When HIV enters the body, it is typically picked up by immune system cells, called antigen-presenting cells (APCs), including dendritic cells and B lymphocytes. Those cells then transport the virus to lymph nodes where the APCs pass it to other immune system cells, including Th cells, via a process known as trans infection. HIV then uses Th cells as its main site of replication. It is through replication in the Th cells that levels of HIV increase and overwhelm the immune system.
Even without antiretroviral drugs, approximately one in 20 people infected with HIV do not have the persistent increase in levels of HIV after initial infection and can sometimes go many years, even more than a decade, without the virus seriously compromising the immune system or leading to AIDS.
In the study Rappocciolo and her colleagues compared the ability of APCs from nonprogessors, progressors and uninfected control subjects to trans infect T cells. They found that while the cells from progressors and control subjects were highly effective at mediating trans infection, those from nonprogressors lacked the ability.

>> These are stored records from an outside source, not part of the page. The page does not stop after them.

PR #3909, opened 2020-12-09
Solve bug: Credits window not popping up

### LINKED ISSUE #3908: About/Credits not popping up
**Describe the bug:**
Hello,
When I run OpenShot (pulled from the "develop" branch), and I want to access the credits through Help > About OpenShot > Credits, the Credits window doesn't pop up and an error message is printed in the terminal.

1. Go to Help > About OpenShot
2. Click on Credits

**Expected behavior:**
A window containing the Credits pops out.

**System Details:**
- Operating System / Distro: Ubuntu 20.04.1 LTS
- Python: 3.8.5

**Log Files:**
[openshot-qt.log](https://github.com/OpenShot/openshot-qt/files/5669163/openshot-qt.log)

**Exception / Stacktrace:**
  File "/home/maesk/openshot/openshot-qt/src/windows/about.py", line 195, in load_credit
    windo = Credits()
  File "/home/maesk/openshot/openshot-qt/src/windows/about.py", line 287, in __init__
    self.developersListView = CreditsTreeView(
  File "/home/maesk/openshot/openshot-qt/src/windows/views/credits_treeview.py", line 88, in __init__
    self.refresh_view()
  File "/home/maesk/openshot/openshot-qt/src/windows/views/credits_treeview.py", line 47, in refresh_view
    self.credits_model.update_model(filter=filter)
  File "/home/maesk/openshot/openshot-qt/src/windows/models/credits_model.py", line 59, in update_model
    data = defaultdict("")
TypeError: first argument must be callable or None

**Solving the bug**
I wanted to confirm that other people (maybe on other platforms) have the same bug, to be sure that the problem doesn't come from my configuration. I would like to solve this bug, I'm going to propose a PR very soon.

KilianMaes:
The variables from the tuple returned by icon_mapping.get() were in wrong order (+ minor change). Could you verify that this PR solves the bug? I'm not totally sure about the expected window that should pop up because I never saw it before solving this issue.

Fixes #3908

### DIFF
--- a/src/windows/models/credits_model.py
+++ b/src/windows/models/credits_model.py
@@ -56,7 +56,7 @@ class CreditsModel():
 
         for person in self.credits_list:
             # Get details of person
-            data = defaultdict("")
+            data = defaultdict(list)
             data.update({
                 "name": person.get("name"),
                 "email": person.get("email"),
@@ -82,9 +82,9 @@ class CreditsModel():
             # Append type icon (PayPal, Kickstarter, Bitcoin, or Patreon)
             item = QStandardItem()
             for contrib in [n for n in self.icon_mapping if n in data["icons"]]:
-                (icon, tooltip) = self.icon_mapping.get(contrib, (None, None))
+                (tooltip, icon) = self.icon_mapping.get(contrib, (None, None))
                 item.setIcon(icon)
-                item.setToolTip(tooltip)
+                item.setToolTip(_(tooltip))
             item.setFlags(flags)
             row.append(item)
 
--- a/src/windows/models/credits_model.py
+++ b/src/windows/models/credits_model.py
@@ -56,7 +56,7 @@ class CreditsModel():
 
         for person in self.credits_list:
             # Get details of person
-            data = defaultdict(list)
+            data = defaultdict(str)
             data.update({
                 "name": person.get("name"),
                 "email": person.get("email"),
@@ -84,7 +84,7 @@ class CreditsModel():
             for contrib in [n for n in self.icon_mapping if n in data["icons"]]:
                 (tooltip, icon) = self.icon_mapping.get(contrib, (None, None))
                 item.setIcon(icon)
-                item.setToolTip(_(tooltip))
+                item.setToolTip(tooltip)
             item.setFlags(flags)
             row.append(item)
 


src/windows/models/credits_model.py
```diff
@@ -56,7 +56,7 @@ def update_model(self, filter=None, clear=True):
 
         for person in self.credits_list:
             # Get details of person
-            data = defaultdict("")
+            data = defaultdict(list)
```
ferdnyc, line 59: Hmm. This is a tricky one. I never noticed that `icons` was a _list_ of characters, in the JSON file, which would seem to support a `list` default.

<details>
<summary>Digression</summary>

If you look at the comprehension on 84:
```python
for contrib in [n for n in self.icon_mapping if n in data["icons"]]
```
I suspect `data["icons"]` was originally intended to be a string, and the icons would be single-character flags packed into that string. IOW, the idea was that `data["icons"]` would contain e.g. `"knd"` for a kickstarter contributor and Patreon supporter who's also a developer. The comprehension would match each of those characters, and it would display all of the appropriate icons.

Of course, whoever wrote this never got that to work right, because you can't set multiple icons for one cell of a data model. So then they added that `s` override for "multiple contributions". And then `"icons"` got turned into a list, because it's actually easier to export a list of characters than a packed string.
</details>

But the code also contains a lot of calls like `data["name"].lower()`, which would break on a list item. So, I suspect this should actually be `defaultdict(str)`. Which will work for `data["icons"]` as well, since an empty string is still compatible with the `in` usage in the comprehension.

```suggestion
            data = defaultdict(str)
```

Just for fun, I notice now that there are also several rows in the  JSON with a `"t"` in the icons list. What does `"t"` mean? Search me, it's not defined anywhere in the code. I suspect they might be unused translator credits. Those ended up getting pulled from the translation file itself, instead.

ferdnyc (commented):
Hey @KilianMaes, thanks for submitting this. Feedback follows, purely from reading the code as I haven't had a chance to test the branch yet (but will, after I post this).

src/windows/models/credits_model.py
ferdnyc: Heh. Oh, the `defaultdict` was me. (As was the `icon_mapping`, so the bug here is definitely my fault.)

Well, then I can say confidently that it _should_ be `defaultdict(str)`, because the previous code (which was convoluted and verbose, but basically equivalent) definitely treated the `data` values as strings. I just misunderstood how to create a `defaultdict`, apparently.

src/windows/models/credits_model.py
```diff
@@ -82,9 +82,9 @@ def update_model(self, filter=None, clear=True):
             # Append type icon (PayPal, Kickstarter, Bitcoin, or Patreon)
             item = QStandardItem()
             for contrib in [n for n in self.icon_mapping if n in data["icons"]]:
-                (icon, tooltip) = self.icon_mapping.get(contrib, (None, None))
+                (tooltip, icon) = self.icon_mapping.get(contrib, (None, None))
```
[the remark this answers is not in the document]
KilianMaes: Thanks!

src/windows/models/credits_model.py
```diff
@@ -82,9 +82,9 @@ def update_model(self, filter=None, clear=True):
...
                 item.setIcon(icon)
-                item.setToolTip(tooltip)
+                item.setToolTip(_(tooltip))
```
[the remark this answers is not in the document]
KilianMaes: I didn't notice that, you're right. I changed this

src/windows/models/credits_model.py
KilianMaes: Ok I replaced the "list" by "str" in the PR. Everythings seems to work fine. I didn't notice the "t" before you mention it so I have no idea what it stands for...

KilianMaes:
Thanks for the feedback, @ferdnyc . I made the changes in the two lines you mentioned, I hope it's ok now

ferdnyc:
@KilianMaes Sorry for the delay! I recently upgraded to Fedora 33, and since then OpenShot has been crashing on startup when I try to run it from the development tree! Haven't figured out what the issue is there, yet. I had to use a VM to test this.

I can confirm that this fixes the issue with the credits window not showing up.

The _filter_ field is COMPLETELY broken, I notice — anything you type in there causes a few lines to be displayed from the table, which have no relationship to what you typed in. So, I'll have to debug that next. But it's clearly unrelated to your fix, which is the only reason we can even see the problem. Thanks again, merging!

PR #3911, opened 2020-12-10
main_window: Move model/view init into separate method

ferdnyc:
This PR lowers the complexity of `main_window:__init__` to passable levels, by separating out the initialization of the model/view docks.


ferdnyc:
This is pretty uncontroversial, all it does is move a bunch of code to a different spot in the file. I'm going to merge it.

PR #3929, opened 2020-12-18
Credits: Fix data model

ferdnyc:
Following on from #3909, it turns out my use of a `defaultdict` in the credits model wasn't practical, because the input data file explicitly contains `null` values, which get converted into `None` on JSON import. If a dict contains _explicit_ `None` values, it will return them when those keys are dereferenced, ignoring the type set for the `defaultdict`.

So, I scrapped the `defaultdict`, wrote a loop to scrub out any `None` keys, _and_ protected all of the accesses to `person` keys by using `person.get()`.

Eliminates tracebacks when viewing credits, and fixes text filtering in the credits views.

### DIFF
--- a/src/windows/models/credits_model.py
+++ b/src/windows/models/credits_model.py
@@ -55,25 +55,22 @@ class CreditsModel():
         self.model.setHorizontalHeaderLabels(["", "", _("Name"), _("Email"), _("Website")])
 
         for person in self.credits_list:
-            # Get details of person
-            data = defaultdict(str)
-            data.update({
-                "name": person.get("name"),
-                "email": person.get("email"),
-                "website": person.get("website"),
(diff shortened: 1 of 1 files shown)


ferdnyc:
Hrrrm, as I feared we are seeing spurious crash-on-exit issues in the unit tests due to PyQtWebEngine (most likely).

The unit tests shouldn't _need_ to load a web backend **at all**, it's only the spaghetti interdependencies of `classes.app`, `windows.main_window`, `windows.views.webview`, and `classes.project_data` that forces creation of a web view. Perhaps there's a way to get that under control better.

ferdnyc:
Well, the CI failures with ubuntu-20.04 are explainable, so I'm going to push ahead and merge this despite them, as credits is pretty broken right now without this fix.

PR #3930, opened 2020-12-18
clip.rst: "it's" --> "its"

cboling2:
Removed two apostrophes that don't belong in the possessive word.


ferdnyc:
Heh, Yeah... I can almost guarantee there are plenty more of those, but two less (two fewer?) is a start! Thanks.

PR #3931, opened 2020-12-18
developers.rst: fixed "many bugs...can be added"

### LINKED ISSUE #3108: User manual content
While glancing over the [Developers section of the User Guide](https://www.openshot.org/static/files/user-guide/developers.html#the-big-picture), I happened to notice this passage, in particular the first sentence of the second paragraph:

UserGuide-Developer-ManyBugsQuote_1

_\*cough\*_ **_Ahem..._**

UserGuide-Developer-ManyBugsQuote_2

While in some ways I appreciate the brutal honesty there, we should probably fix that.

More practically, I noticed there were places where the Guide directs the user to some directory location under `/.openshot_qt/...`, which is just _wrong_. (`$HOME/.openshot_qt/...` or `~/.openshot_qt/...`, sure, that's acceptable, and even correct outside of Windows. But `/.openshot_qt/` is a very different thing.)

All of which is to say, #2989 is still open, and would clearly benefit from some attention.

cboling2:
True -- you can add many bugs -- but probably not what you want to say. :-)
This is one possible rewording.

Fixes #3108

### DIFF
--- a/doc/developers.rst
+++ b/doc/developers.rst
@@ -32,7 +32,7 @@ OpenShot Video Editor has 3 main components, a Python & PyQt user interface
 (:openshot-github:`libopenshot`). If you are not familiar with Python,
 PyQt, or C++, those would be great topics to research and learn more about at this point.
 
-However, many bugs and new features can be added with only Python knowledge, since the C++
+However, many bugs can be fixed and new features added with only Python knowledge, since the C++
 components are not involved in the user interface at all. Python is an amazing language, and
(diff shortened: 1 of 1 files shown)


ferdnyc:
At some point I had an issue filed for that. Ah, here it is. Stale got to it.

Fixes #3108

ferdnyc:
(I do like the graphical aid I made for that issue, though. My finest work.)

ferdnyc:
Rewording LGTM. It's concise, yet (and this is the kicker) _correct_. Always a plus. Thanks again!

PR #3937, opened 2020-12-26
Eliminate the Ubuntu Unity integration

ferdnyc:
I honestly don't think the Unity progress-bar integration was working even on Ubuntu anymore, but turns out now it's also causing crashes on Fedora 33 when Python tries to `import gi`.

This PR rips out the Unity integration, and moves the export-progress signals from `main_window` to `export` as they're now only used locally.

It also removes an `aboutToQuit` signal connection I had added, which is causing double unsaved-project prompts on exit if you say "No" to the first one.

### DIFF
--- a/src/windows/export.py
+++ b/src/windows/export.py
@@ -41,14 +41,15 @@ except ImportError:
 
 from xml.parsers.expat import ExpatError
 
-from PyQt5.QtCore import Qt, QCoreApplication, QTimer, QSize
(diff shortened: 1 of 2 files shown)


ferdnyc:
Going to merge this as well. There's some possibility that the Unity integration _is_ still useful to people, so its removal might impact them, but it's a non-critical piece of functionality. (Worst case, a progress bar is no longer displayed on the application icon during export — that's the only thing lost here. Assuming it even worked.)

We could certainly restore it, with a better implementation. But preventing full-on crashes (on some non-Ubuntu systems) during export trumps the convenience of a progress bar.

The researchers took a closer look and discovered that the APCs from nonprogressors had low levels of cholesterol, even though the patients had regular levels of cholesterol in their blood. Moreover, they found that trans infection could be restored by reconstituting cholesterol levels in the APCs of nonprogressors and could also be inhibited by reducing the cholesterol levels in the APCs of progressors.
Additionally, analysis of APCs from two nonprogressors obtained one to four years before primary HIV infection shows similar results, suggesting this is a genetically acquired trait.
“This defect in cholesterol metabolism is not a direct consequence of virus infection, but rather is likely present as an inherited trait in a low percentage of individuals. Understanding how this works could be an important clue in developing new approaches to prevent progression of HIV infection,” says Rappocciolo.